[Task objective] Set down, exactly as written, every line from the top of the records below to the line containing "In #329, I accidentally", both ends included, and no others.

[Given information]
PR #331, opened 2022-03-07
meta: Correct a configuration error that prevented Daml 2.0 tests from actually running.

da-tanabe:
meta: Correct a configuration error that prevented Daml 2.0 tests from actually running.

Also addressed:
* rewrote the Daml models to use Daml 2.0 syntax

#### Notes

In #329, I accidentally used `env` instead of `environment` in the CircleCI config file, which meant the dual-SDK-version tests weren't running as expected.

After fixing the initial error, I played around with a few different ways of triggering the tests (including tests that are, by design, supposed to only work with one or the other version). I stumbled across parameterized fixtures, which also solves nicely for being able to run the tests locally, so I switched to that instead.

### DIFF
--- a/.circleci/config.yml
+++ b/.circleci/config.yml
@@ -58,8 +58,6 @@ jobs:
     parameters:
       python_version:
         type: string
-      daml_sdk_version:
-        type: string
     docker:
       - image: cimg/python:<<parameters.python_version>>-browsers
     resource_class: medium+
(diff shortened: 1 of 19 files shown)


jordan-da (approved):
build stuff looks ok to me

alexgraham-da (approved):
looks good to me 👍

PR #230, opened 2023-05-25
change "$<LINK_LIBRARY:WHOLE_ARCHIVE,tvm_runtime>" expression to support lower version cmake

BaeBae33:
as title


tqchen:
Unfortunately this option is not cross platform , need a different option in apple env

PR #223, opened 2023-05-24
Implement Python chat module and REST API

sudeepag:
This PR adds the following:
1) A Python chat module with the same functionality defined in the CLI (note that this requires a module without tvm_runtime dependency, see changes to `CMakeLists.txt`)
2) A REST API that supports some common endpoints for interacting with Vicuna and RedPajama with streaming support
3) A sample client that shows you how to use the endpoints
4) Some [documentation](https://github.com/mlc-ai/mlc-llm/blob/01d6e0ab6d84fbba550a719df5be38a65e692744/python/README.md) on how to run the server and client

cc @Kathryn-cat

PR #247, opened 2023-05-26
support for gradio api

Kathryn-cat:
Following Sudeep's PR #223, this PR supports Gradio API on top of the Python chat module. 
1. The endpoint it currently supports is text-only chat models. It is tested on vicuna only for now, but adding other models would be easy. The support for minigpt4 is left for future PR because changes need to be made in the `LazyTransformParams` pass in relax.
2. `Readme.md` shows the sample usage of the Gradio API.


python/mlc_chat/gradio_api.py
```diff
@@ -0,0 +1,208 @@
+"""Gradio interface for MLC Chat."""
+
+
+import argparse
+import os
```
tqchen, line 5: let us simply name as gradio

yzh119 (approved):

PR #251, opened 2023-05-27
[REFACTOR] Refactor conv template

tqchen:
This PR is the first step to refactor conv template so it is more reusable. Everything consolidated
into GetPromptArrayInternla function.

It intentionalley removed a few predefined sep styles as many can be recreated from fewer pattern. They can be added back later.

Need followup work to make the parameters json
configurable and from app config so users can
change these setups.

### DIFF
--- a/cpp/conversation.h
+++ b/cpp/conversation.h
@@ -1,0 +1,163 @@
+/*!
+ *  Copyright (c) 2023 by Contributors
+ * \file llm_chat.cc
+ * \brief Implementation of llm chat.
+ */
+#define PICOJSON_USE_INT64
+#define __STDC_FORMAT_MACROS
+#include <tvm/runtime/module.h>
+
+#include <string>
+#include <vector>
+
+namespace mlc {
+namespace llm {
+
+enum class SeparatorStyle {
+  kAddColon,
+  kLM,
+};
+
+/*!
+ * \brief helper class to keep track of conversation.
+ */
+class Conversation {
+ public:
+  /*! \brief name of the conversation. */
+  std::string name;
+  /*! \brief The system prompt. */
+  std::string system;
+  /*! \brief The roles in the system. */
+  std::vector<std::string> roles;
+  /*! \brief The message history. */
+  std::vector<std::vector<std::string>> messages = {};
+  /*! \brief offset to point to the end of few short examples */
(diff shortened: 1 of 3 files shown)


cpp/conversation.h
```diff
@@ -0,0 +1,163 @@
...
+
+enum class SeparatorStyle {
+  kAddColon,
+  kLM,
+};
+
+/*!
+ * \brief helper class to keep track of conversation.
+ */
+class Conversation {
```
yzh119, line 24: Shall we make it TVM runtime object so that we can use it in other languages (e.g. Python) as well?

cpp/conversation.h
```diff
@@ -0,0 +1,163 @@
...
+
+#include <string>
+#include <vector>
+
+namespace mlc {
+namespace llm {
+
+enum class SeparatorStyle {
+  kAddColon,
+  kLM,
```
yzh119, line 18: Can we explain more on this?

cpp/llm_chat.cc
```diff
@@ -989,14 +616,15 @@ class LLMChat {
...
-  void UpdateLogitsOrProbOnCPU(NDArray logits_or_prob) {
+  void UpdateLogitsOrProbOnCPUSync(NDArray logits_or_prob) {
     if (!logits_on_cpu_.defined()) {
       logits_on_cpu_ = logits_or_prob.CopyTo(DLDevice{kDLCPU, 0});
     } else {
       ICHECK_EQ(logits_on_cpu_->shape[0], logits_or_prob->shape[0])
           << "Expect size of logits remain unchanged";
       logits_on_cpu_.CopyFrom(logits_or_prob);
     }
+    TVMSynchronize(device_.device_type, device_.device_id, nullptr);
```
yzh119, line 627: We only need this when device is not CPU, is that correct?

tqchen: That is true, when device is cpu it is no op

cpp/conversation.h
tqchen: this is a good pt, we could do that as a folllowup

cpp/conversation.h
tqchen: added some comment

yzh119 (approved):
LGTM

PR #252, opened 2023-05-28
Load conversation from JSON

yzh119:
Follow up of #251 

Example of serialized conversation (for vicuna):

```json
{
  "seps": [
    " ",
    "<\/s>"
  ],
  "stop_tokens": [
    2
  ],
  "offset": 0,
  "separator_style": 0,
  "messages": [],
  "stop_str": "<\/s>",
  "roles": [
    "USER",
    "ASSISTANT"
  ],
  "system": "A chat between a curious user and an artificial intelligence assistant. The assistant gives helpful, detailed, and polite answers to the user's questions.",
  "add_bos": true,
  "name": "vicuna_v1.1"
}
```


tqchen:
Great work! 


How about we consider use the following logic

```c++
void Reload(local_id, app_config_override_json) {
}
```

`app_config_override_json` is a partial setting(that can contain fields of mlc-chat-config.json)

And in mlc-chat-config.json
```
{
   ...
   conv_template: "name"
   // optional conversation config
   conv_config: {
   }
}
```
The logic would be first load conv template from name, then LoadOverride by mlc-chat-config, finally LoadOverride by the app_config_override passed in as argument. This way we can override most of things through API without recreating the file, and reduces the amount of files needed

yzh119:
Updated according to the new behavior.

tests/cpp/conv_unittest.cc
```diff
@@ -0,0 +1,29 @@
+#include <conversation.h>
+#include <gtest/gtest.h>
+
+void _TestConversationJSONRoundTrip(std::string templ_name) {
```
tqchen, line 4: note for future, we can consider bind to python and do some testing over python later, no action needed now

tqchen (approved):

PR #264, opened 2023-05-29
Enable vulkan for RWKV and some misc updates

tqchen:
This PR enables vulkan for rwkv, removes the vulkan from local detection as it can cause cross platform issues. Introduce max_gen_len parameter for chat


tqchen:
cc @Hzfengsy @junrushao @yzh119

PR #266, opened 2023-05-29
Refactor mlc_chat into a formal package

tqchen:
This PR refactors the mlc-chat into a formal package Still need some followup TODOs on cleaning up
the rest and gradio API.

### DIFF
--- a/python/mlc_chat/rest.py
+++ b/python/mlc_chat/rest.py
@@ -1,4 +1,4 @@
-from chat_module import LLMChatModule, supported_models, quantization_keys
+from .chat_module import ChatModule, supported_models, quantization_keys
 
 from pydantic import BaseModel
 from fastapi import FastAPI, HTTPException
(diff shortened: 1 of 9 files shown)


tqchen:
cc @Kathryn-cat @sudeepag

python/mlc_chat/rest.py
```diff
@@ -85,65 +83,74 @@ def _parse_args():
...
-            "id": model, 
-            "object":"model"
-        } for model in supported_models()]
-    }
+    return {"data": [{"id": model, "object": "model"} for model in supported_models()]}
+
 
 """
 Retrieve a model instance with basic information about the model.
 """
```
tqchen, line 95: Comment should be part of read_model function? or is it a convention of fast API, in that case we should try to disable black auto formatter cc @sudeepag

python/mlc_chat/rest.py
```diff
@@ -85,65 +83,74 @@ def _parse_args():
...
+
+
 @app.get("/stats")
 def read_stats():
     return session["chat_mod"].runtime_stats_text()
 
 
 if __name__ == "__main__":
-    uvicorn.run("server:app", port=8000, reload=True, access_log=False)
+    uvicorn.run("mlc_chat.server:app", port=8000, reload=True, access_log=False)
```
tqchen, line 156: this is not working atm now that it is a formal package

[Task response]
PR #331, opened 2022-03-07
meta: Correct a configuration error that prevented Daml 2.0 tests from actually running.

da-tanabe:
meta: Correct a configuration error that prevented Daml 2.0 tests from actually running.

Also addressed:
* rewrote the Daml models to use Daml 2.0 syntax

#### Notes

In #329, I accidentally used `env` instead of `environment` in the CircleCI config file, which meant the dual-SDK-version tests weren't running as expected.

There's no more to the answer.